_Your task_:
Would you show every line from the records that holds "with"?

##### Information provided #####

PR #2063, opened 2026-06-01
fix(hostd): bind-mount-safe config write (in-place, no rename-over-target)

mekenthompson:
## Summary

`config_propose_edit` validated patches successfully but **failed to write** them, twice in production, with:

```
E_RECONCILE_FAILED_ROLLED_BACK: write failed: EBUSY: resource busy or locked,
rename '/state/config/switchroom.yaml.tmp' -> '/state/config/switchroom.yaml'
```

## Why

`/state/config/switchroom.yaml` is itself an **individual read-only bind-mount source** — it is bind-mounted into every agent container (`/proc/mounts`: `/dev/nvme0n1p2 /state/config/switchroom.yaml ext4 ro,relatime`). You cannot `rename()` over a path that is an active bind-mount source; the kernel returns `EBUSY`. hostd's `<path>.tmp` → `rename()` atomic-write strategy is therefore structurally broken for the bind-mounted config — the swap never lands.

## What changed

`src/host-control/server.ts` — replace the rename-based swap with an **in-place write that preserves the inode** (`writeFileInPlacePreservingInode`):

- `open(target, "r+")` (O_RDWR, no create) → `ftruncate(0)` → write bytes → `fsync` → close.
- Preserving the inode keeps every bind mount valid and the kernel never sees a rename over a busy dentry.
- `O_RDWR` open preserves the existing file mode/owner (rename would have reset to the umask default).
- Post-write read-back length check catches a short write before reconcile runs.
- **Both** the forward apply **and** the rollback restore use the in-place write, so rollback is bind-mount safe too.

**Tradeoff (documented):** non-atomic — a crash between truncate and the final write could leave a partial file. Mitigated by (a) the pre-write snapshot kept for rollback, (b) `fsync`, (c) the immediate read-back length re-validate, and (d) reconcile rejecting a malformed config and triggering rollback.

## Test plan

- [x] `tests/host-control/config-propose-edit.test.ts` — new "bind-mount-safe in-place write" describe:
  - apply preserves the target **inode + mode** (a rename would change both) — deterministic, runs everywhere.
  - rollback restores **in place** — inode preserved, snapshot restored byte-for-byte.
  - root-gated: applies over a file that is **itself a `mount --bind` target** — the real EBUSY repro; a rename here throws EBUSY. **Verified passing as root on the host.**
- [x] `tsc --noEmit` clean.
- [x] Full `tests/host-control/` suite green (199 passed, 1 skipped — the root-gated test).
- [x] plugin-references gate clean.

## Risk

Low. Confined to the config_propose_edit write path. The non-atomicity window is mitigated as above; the previous behaviour was a hard failure (EBUSY) on every edit, so any successful write is a strict improvement. No image rebuild needed for the host-CLI side, but hostd ships as a container — rollout is a hostd image bump.

### DIFF
--- a/src/host-control/server.ts
+++ b/src/host-control/server.ts
@@ -314,7 +314,6 @@ export function formatConfigApprovalDenyError(
   return `E_DENIED: operator denied config_propose_edit${suffix} (approval_id=${approvalId})`;
 }
 
-/** Best-effort tmp-file cleanup — swallowed errors. */
 /**
  * Write `content` to an existing file **in place**, preserving its inode.
  *
--- a/src/host-control/server.ts
+++ b/src/host-control/server.ts
@@ -33,7 +33,11 @@ import {
   writeFileSync,
   renameSync,
   mkdirSync,
-  unlinkSync,
+  openSync,
+  ftruncateSync,
+  writeSync,
+  fsyncSync,
+  closeSync,
 } from "node:fs";
 import { join, dirname, resolve } from "node:path";
 import { randomUUID, randomBytes } from "node:crypto";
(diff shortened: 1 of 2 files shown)


mekenthompson:
APPROVE

- `src/host-control/server.ts:344-372` — `writeFileInPlacePreservingInode` is correct: `openSync(target, "r+")` (O_RDWR, no create) preserves the live inode/mode/owner, `ftruncateSync(fd,0)` + bounded `writeSync` loop handles partial writes, `fsyncSync` before `closeSync` in a `finally`. The post-write read-back length check (366-371) catches a short write before reconcile.
- `server.ts:1463-1505` — apply path is sound: snapshot captured (1465) before the in-place write (1485); on write failure the snapshot is restored in place (1491) rather than assuming the live file is untouched, then finalized as rolled-back. Restore-of-restore failure is swallowed with the original error surfaced — correct precedence.
- `server.ts:1527-1528` — reconcile-failure rollback also uses the in-place write, so the rollback path is bind-mount safe too (the original bug would have re-bitten here under rename).
- No dangling references: `unlinkSync`/`unlinkSyncBestEffort` and the old `<path>.tmp` swap are fully removed from the config-apply path. The remaining `.tmp`+rename at `server.ts:271` is the separate cache-write path (not a bind-mount source) — correctly left untouched.
- `tests/host-control/config-propose-edit.test.ts:730-833` — tests pin the real contract: inode + mode preserved across apply and rollback (a rename-based writer would change both and fail), plus a root-gated `mount --bind` repro that exercises the actual EBUSY class end-to-end.

Rationale: targeted fix for a structurally-broken atomic-write strategy on a bind-mounted config; inode-preserving in-place write is the right approach, both write paths are converted, the documented non-atomicity window is mitigated by snapshot+fsync+read-back+reconcile-validate, and tests lock in the inode/mode invariants. Safe to merge.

#####

_Your solution_:
`config_propose_edit` validated patches successfully but **failed to write** them, twice in production, with:
`src/host-control/server.ts` — replace the rename-based swap with an **in-place write that preserves the inode** (`writeFileInPlacePreservingInode`):
- `server.ts:1463-1505` — apply path is sound: snapshot captured (1465) before the in-place write (1485); on write failure the snapshot is restored in place (1491) rather than assuming the live file is untouched, then finalized as rolled-back. Restore-of-restore failure is swallowed with the original error surfaced — correct precedence.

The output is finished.